Task goal:
Which lines in the data below contain the word "comment"? Copy each of them.

Collected data entries:
___
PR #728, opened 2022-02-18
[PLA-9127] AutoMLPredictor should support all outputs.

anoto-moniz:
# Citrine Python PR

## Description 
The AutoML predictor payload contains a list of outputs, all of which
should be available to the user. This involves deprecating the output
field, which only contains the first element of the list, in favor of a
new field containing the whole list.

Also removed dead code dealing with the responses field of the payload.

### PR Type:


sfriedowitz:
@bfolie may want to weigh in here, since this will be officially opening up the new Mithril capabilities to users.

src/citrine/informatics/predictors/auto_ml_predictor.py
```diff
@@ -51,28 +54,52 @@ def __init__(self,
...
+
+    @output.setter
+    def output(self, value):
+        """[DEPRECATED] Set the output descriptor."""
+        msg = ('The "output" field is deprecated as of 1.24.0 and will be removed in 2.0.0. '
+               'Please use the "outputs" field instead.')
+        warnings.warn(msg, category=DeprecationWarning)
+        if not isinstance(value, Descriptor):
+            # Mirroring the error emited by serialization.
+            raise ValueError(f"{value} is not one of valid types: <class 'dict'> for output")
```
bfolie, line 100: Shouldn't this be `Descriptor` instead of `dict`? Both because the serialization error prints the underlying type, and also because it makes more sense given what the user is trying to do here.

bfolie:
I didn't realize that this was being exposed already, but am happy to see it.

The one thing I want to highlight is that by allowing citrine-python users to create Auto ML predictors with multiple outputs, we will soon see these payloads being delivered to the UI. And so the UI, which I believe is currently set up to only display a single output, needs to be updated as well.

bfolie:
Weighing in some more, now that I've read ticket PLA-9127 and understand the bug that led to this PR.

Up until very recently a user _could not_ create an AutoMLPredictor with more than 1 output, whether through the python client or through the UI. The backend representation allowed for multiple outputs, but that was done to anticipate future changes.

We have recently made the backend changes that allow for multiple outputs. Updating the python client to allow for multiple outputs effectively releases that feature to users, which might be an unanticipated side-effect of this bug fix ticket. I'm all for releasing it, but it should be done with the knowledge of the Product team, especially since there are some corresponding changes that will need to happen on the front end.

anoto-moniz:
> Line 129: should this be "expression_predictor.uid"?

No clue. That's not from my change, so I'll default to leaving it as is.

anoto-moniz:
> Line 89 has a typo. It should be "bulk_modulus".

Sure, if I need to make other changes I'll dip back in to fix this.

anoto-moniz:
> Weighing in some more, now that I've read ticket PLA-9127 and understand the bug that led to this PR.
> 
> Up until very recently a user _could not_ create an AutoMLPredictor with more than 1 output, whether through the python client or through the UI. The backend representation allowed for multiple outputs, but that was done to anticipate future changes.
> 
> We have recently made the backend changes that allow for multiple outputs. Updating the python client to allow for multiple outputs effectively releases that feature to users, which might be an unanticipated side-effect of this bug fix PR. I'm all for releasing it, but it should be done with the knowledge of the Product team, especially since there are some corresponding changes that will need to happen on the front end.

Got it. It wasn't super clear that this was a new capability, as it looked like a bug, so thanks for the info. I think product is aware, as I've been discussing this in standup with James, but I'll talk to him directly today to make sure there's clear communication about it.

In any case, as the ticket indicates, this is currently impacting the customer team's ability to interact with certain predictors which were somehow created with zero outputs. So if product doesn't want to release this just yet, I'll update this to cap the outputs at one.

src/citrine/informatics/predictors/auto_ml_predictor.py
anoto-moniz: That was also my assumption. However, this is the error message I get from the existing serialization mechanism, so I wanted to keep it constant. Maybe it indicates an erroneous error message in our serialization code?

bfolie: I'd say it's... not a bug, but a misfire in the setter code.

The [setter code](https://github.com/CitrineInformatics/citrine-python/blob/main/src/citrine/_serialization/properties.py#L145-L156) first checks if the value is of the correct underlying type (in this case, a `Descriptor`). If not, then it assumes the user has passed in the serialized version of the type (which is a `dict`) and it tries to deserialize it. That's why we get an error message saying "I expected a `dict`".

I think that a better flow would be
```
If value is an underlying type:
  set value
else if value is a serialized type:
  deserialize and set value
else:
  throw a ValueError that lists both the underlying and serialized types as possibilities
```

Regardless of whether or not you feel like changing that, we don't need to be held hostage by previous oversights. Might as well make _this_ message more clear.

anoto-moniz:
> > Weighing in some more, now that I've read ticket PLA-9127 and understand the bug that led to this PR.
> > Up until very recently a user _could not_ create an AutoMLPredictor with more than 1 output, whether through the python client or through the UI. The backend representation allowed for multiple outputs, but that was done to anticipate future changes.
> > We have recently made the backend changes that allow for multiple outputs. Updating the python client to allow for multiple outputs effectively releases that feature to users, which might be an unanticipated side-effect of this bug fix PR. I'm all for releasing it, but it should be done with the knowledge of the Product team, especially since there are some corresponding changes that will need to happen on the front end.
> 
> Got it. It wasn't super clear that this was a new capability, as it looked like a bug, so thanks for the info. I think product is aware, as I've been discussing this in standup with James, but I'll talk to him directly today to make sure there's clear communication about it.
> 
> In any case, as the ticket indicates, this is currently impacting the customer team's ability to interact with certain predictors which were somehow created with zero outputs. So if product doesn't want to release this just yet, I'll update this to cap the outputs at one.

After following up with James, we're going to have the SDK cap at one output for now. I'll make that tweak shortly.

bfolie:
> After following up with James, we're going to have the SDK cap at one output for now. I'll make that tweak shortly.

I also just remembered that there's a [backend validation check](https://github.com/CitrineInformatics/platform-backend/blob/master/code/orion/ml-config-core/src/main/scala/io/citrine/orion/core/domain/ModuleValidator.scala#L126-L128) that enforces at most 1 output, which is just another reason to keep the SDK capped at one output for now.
___
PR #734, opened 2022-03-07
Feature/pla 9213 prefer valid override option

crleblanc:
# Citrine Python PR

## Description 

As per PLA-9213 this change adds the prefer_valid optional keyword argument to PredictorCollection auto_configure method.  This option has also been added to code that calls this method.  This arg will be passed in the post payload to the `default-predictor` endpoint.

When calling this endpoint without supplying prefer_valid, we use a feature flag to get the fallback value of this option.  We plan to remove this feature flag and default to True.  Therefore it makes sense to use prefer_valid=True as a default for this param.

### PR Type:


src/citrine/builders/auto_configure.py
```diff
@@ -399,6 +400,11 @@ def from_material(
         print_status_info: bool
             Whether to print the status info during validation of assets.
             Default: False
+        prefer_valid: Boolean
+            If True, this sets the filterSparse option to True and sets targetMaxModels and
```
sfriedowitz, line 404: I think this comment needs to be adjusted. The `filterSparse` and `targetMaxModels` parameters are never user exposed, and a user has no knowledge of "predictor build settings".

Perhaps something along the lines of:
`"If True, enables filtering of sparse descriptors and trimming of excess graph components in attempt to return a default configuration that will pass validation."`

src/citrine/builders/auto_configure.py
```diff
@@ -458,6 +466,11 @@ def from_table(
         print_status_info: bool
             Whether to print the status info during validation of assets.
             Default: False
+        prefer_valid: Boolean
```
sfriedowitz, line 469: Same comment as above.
___
Completed exercise:
sfriedowitz, line 404: I think this comment needs to be adjusted. The `filterSparse` and `targetMaxModels` parameters are never user exposed, and a user has no knowledge of "predictor build settings".
sfriedowitz, line 469: Same comment as above.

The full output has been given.